CAD CAM CNC Produktion Fertigung

Moderne CAD-/CAM-Systeme haben die Fertigungswelt revolutioniert und die Bearbeitung geometrisch hochkomplexer Bauteile erheblich vereinfacht oder teilweise überhaupt erst möglich gemacht. Bild: Schuler

Willkommen in der schönen neuen Fertigungswelt: Das Bauteil wird schnell und komfortabel per CAD konstruiert, die Bearbeitungsstrategie per CAM-System generiert und der Post-Prozessor erstellt daraus das fertige Programm für die CNC-Steuerung der Maschine. Keine Frage: Moderne CAD-/CAM-Systeme haben die Fertigungswelt revolutioniert und die Bearbeitung geometrisch hochkomplexer Bauteile erheblich vereinfacht oder teilweise überhaupt erst möglich gemacht. So ist es auch kein Wunder, dass nahezu alle von der Produktion in einer Blitzumfrage befragten Unternehmen auf CAM-Systeme setzen.

„Den Kundenanteil, der ausschließlich an der Maschine programmiert, schätzen wir geringer als zehn %“, berichtet Dennis Janitza, Geschäftsführer bei der Kern Microtechnik GmbH in Eschenlohe. Ist die Programmierung direkt an der Maschine also Vergangenheit? „Nein“, berichtet Janitza, „immer mal wieder Kleinigkeiten werden sicherlich von 80 bis 90 % der Bediener direkt an der Maschine programmiert“. Auch Dr. Bernhard Bringmann, technischer Leiter bei der Schweizer Werkzeugmaschinenschmiede Starrag, berichtet, dass der Trend heute in allen Applikationen zur Verwendung von CAM-Systemen geht. Damit könne man komplexe Geometrien sicher fertigen. Hierdurch würden die Kosten für Ausschuss und Nacharbeit gesenkt. „Typische Geometrien bei Anwendungen für unsere Werkzeugmaschinen sind heute normalerweise so komplex, dass sie nicht an der Maschine programmiert werden können“, berichtet Bringmann. Durch die Simulationsmöglichkeiten könne man darüber hinaus auch den Einfahraufwand drastisch reduzieren. Die Programmierung an der Maschine sei eine Nischenanwendung, beispielsweise die Programmierung von einfacheren Drehoperationen vor der Fräsbearbeitung.

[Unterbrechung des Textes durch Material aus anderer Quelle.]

PR #116, opened 2017-02-20
Removed react-date-picker and associated code. If we need a styled da…

jesperwiner:
Removed react-date-picker and associated code. If we need a styled datepicker later we can make a new repo for it.

Were so many issues trying to have it external with we using it inside the input type date as well, 
and the only place we use a date picker we don't even use this one...


iamstarkov:
Can i ask you to create initial changelog with this breaking change being mentioned there?

CHANGELOG.md
```diff
@@ -1,5 +1,8 @@
 # Changelog
 
+## 0.0.58
```
iamstarkov: usually at the time of pull-request being submitted you dont know in what version it will be released, so rule of thumb is to keep it simply `## upcoming version`

jesperwiner: ok

iamstarkov:
and my concern is that you want to release breaking change as a patch. yeah, we are on 0.x.x track. but nn-ui-kit wouldnt like breaking change as patch change. lets do it in minor bump

iamstarkov:
approved, but please dont release it as patch

iamstarkov:
@jesperwiner "delete branch" ping

PR #117, opened 2017-02-24
Webpack 2

robineng:
* Updated to Webpack 2
* Bumped styleguidist
* Removed some unused dependencies
* Replaced lodash.assign with Object.assign
* Replaced react-pure-render with React.PureComponent
* Replaced a few other lodash modules with own code.


src/utilities/omit.js
```diff
@@ -0,0 +1,5 @@
+export default function omit(object = {}, ...keys) {
+  const copy = Object.assign({}, object);
+  keys.forEach(key => delete copy[key]);
+  return copy;
+}
```
iamstarkov: its not optimal

iamstarkov: delete is direct deoptimization for v8

iamstarkov: as far as you do copy on your own. its better to create fresh copy and then add every non-omitted key-val into copy from original object

iamstarkov: for the record `Object.assign` is shallow operation, so its not true copy. but its okay in this case

robineng: > delete is direct deoptimization for v8

Please explain :D

> as far as you do copy on your own. its better to create fresh copy and then add every non-omitted key-val into copy from original object.

That would the time complexity O(objSize * keysLength) instead of O(objSize + keysLength) assuming that delete is constant but my assumption may be wrong due to your prevoius comment that I do not fully grasp

> for the record Object.assign is shallow operation, so its not true copy. but its okay in this case

Yes, might have been a poor choice of variable naming. My intention was not to do a deep copy.

iamstarkov: > ### 5.2.1. Objects that are in "hash table mode" (aka "normalized objects", "dictionary mode" - objects who have a hash table as a backing data structure) are not simple enumerables**
> 
> ```js
> function hashTableIteration() {
>     var hashTable = {"-": 3};
>     for(var key in hashTable);
> }
> ```
>
> An object will go into hash table mode for example when you add too many properties dynamically (outside constructor), delete properties, use properties that cannot be valid identifiers and so on. In other words, when you use an object as if it was a hash table, it will be turned into a hash table. Passing such an object to for-in is a no no. You can tell if an object is in hash table mode by calling console.log(%HasFastProperties(obj)) when the flag --allow-natives-syntax is enabled in Node.JS.
> — ["Optimization killers"](https://github.com/petkaantonov/bluebird/wiki/Optimization-killers#521-objects-that-are-in-hash-table-mode-aka-normalized-objects-dictionary-mode---objects-who-have-a-hash-table-as-a-backing-data-structure-are-not-simple-enumerables) by petkaantonov (bluebird's author, and bluebird is fastest promises implementation)

iamstarkov: > That would the time complexity O(objSize * keysLength) instead of O(objSize + keysLength)

you are right, but your proposal is not possible to optimise. Mine will be warmed and jit-ed. So my proposal will be slower only first time, i would say

iamstarkov: btw, why did you decide to go with in-house implementation instead of lodash's one?

robineng: Cool, changed it now.

> btw, why did you decide to go with in-house implementation instead of lodash's one

lodash.omit was like 30kB unminified, I cant remember exact minified stats. But I felt that for the simple use cases we had we didn't need it.

package.json
```diff
@@ -43,83 +44,66 @@
   "dependencies": {
     "array-equal": "^1.0.0",
     "bezier-easing": "^2.0.3",
-    "chroma-js": "^1.1.1",
     "classnames": "^2.2.3",
     "color": "^0.11.3",
     "d3-interpolate": "^1.0.0",
-    "date-arithmetic": "^3.1.0",
-    "lodash.assign": "^4.0.9",
     "lodash.camelcase": "^4.1.0",
```
bstream: We might want to combine all these `lodash.*` imports now when we have webpack 2.

iamstarkov: btw, are you aware about lodash's [webpack](https://www.npmjs.com/package/lodash-webpack-plugin) and [babel](https://www.npmjs.com/package/babel-plugin-lodash) plugins?

these can help even further

src/utilities/omit.js
```diff
@@ -1,5 +1,6 @@
 export default function omit(object = {}, ...keys) {
-  const copy = Object.assign({}, object);
-  keys.forEach(key => delete copy[key]);
-  return copy;
+  return Object.keys(object)
+    .filter(objectKey => keys.every(omitKey => objectKey !== omitKey))
+    .map(key => ({ [key]: object[key] }))
+    .reduce((prev, entry) => Object.assign(prev, entry), {});
```
iamstarkov: thats beautiful

package.json
robineng: I can do some experimenting when I'm back from vacation 😀

iamstarkov: @robineng  have a fun vacation!

robineng: I've been doing some testing with the lodash webpack and babel plugins. It has both pros and cons. 

Pros: 
Neater package.json (less deps), less import statements for components that uses multiple lodash functions, -3kB bundle size

Cons: 
When altering the set of used lodash functions we have to manually maintain the lodash-webpack-plugin options object by removing or adding features if needed.

I'm updating the PR

robineng:
Copying a comment I wrote on outdated code a few seconds ago: 

I've been doing some testing with the lodash webpack and babel plugins. It has both pros and cons.

Pros:
Neater package.json (less deps), less import statements for components that uses multiple lodash functions, -3kB bundle size

Cons:
When altering the set of used lodash functions we have to manually maintain the lodash-webpack-plugin options object by removing or adding features if needed.

The PR is updated

PR #118, opened 2017-03-20
New component TextIcon

johankitti:


src/components/text-icon/text-icon.scss
```diff
@@ -0,0 +1,8 @@
+.icon {
+  display: flex;
+  justify-content: center;
+  align-items: center;
+  height: 5rem;
```
bstream: Use `rem` function instead. See examples in other scss files

src/components/text-icon/text-icon.jsx
```diff
@@ -0,0 +1,29 @@
...
+}
+
+TextIcon.propTypes = {
+  text: PropTypes.string.isRequired,
+  color: PropTypes.string,
+  textColor: PropTypes.string,
+};
+
+TextIcon.defaultProps = {
+  color: '#4C4A56',
```
bstream: Use variables for colors, also set them in the class for now (instead of style)

PR #127, opened 2017-04-05
Quickfix making table components not rely on scss

willeeklund:
Quickfix making table components not rely on scss.

I have added `TODO: Move SCSS into JSS` to make us remember to move the styling as well.


iamstarkov:
@bstream pls review, and merge if its fine by you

Klingt alles genial einfach, ist es aber nicht: „Die Erfahrung zeigt, dass es kaum Standard-Postprozessoren gibt, die absolut lauffähige CNC-Programme liefern. Meist sind die Programme zwar geometrisch fehlerfrei, aber beispielsweise stimmt der ein oder andere Schnittwert nicht“, berichtet Wilhelm Papp, Verantwortlicher für die CNC-Technologie bei der Mapal Gruppe in Aalen. Manchmal habe auch schlicht der Anwender eine bessere Bearbeitungsstrategie. „Deshalb werden die Post-Prozessoren von uns optimiert“, so Papp. Auch bei Mapal wird nahezu alles, was in die Fertigung geht, am CAM-System programmiert. Allerdings gebe es eine Besonderheit: „Wir schreiben Rohprogramme, die auf mehreren Maschinen lauffähig sind. Der Meister entscheidet dann in der Fertigung, auf welche Maschine das Programm kommt“, berichtet Papp. Erst danach werde es per Post-Prozessor für die CNC-Steuerung der entsprechenden Maschine übersetzt. So sei man flexibler und könne schneller reagieren. In anderen Firmen sei es dagegen üblich, in der Arbeitsvorbereitung das Programm gleich für eine bestimmte Maschine festzulegen. An der Maschine selbst werde so gut wie nie programmiert. „Höchstens ganz einfache Bauteile werden für spezielle Maschinen direkt an der Maschine programmiert. Beispiele für solche Ausnahmen sind der Werkzeugbau oder untergeordnete Abteilungen“, so Papp.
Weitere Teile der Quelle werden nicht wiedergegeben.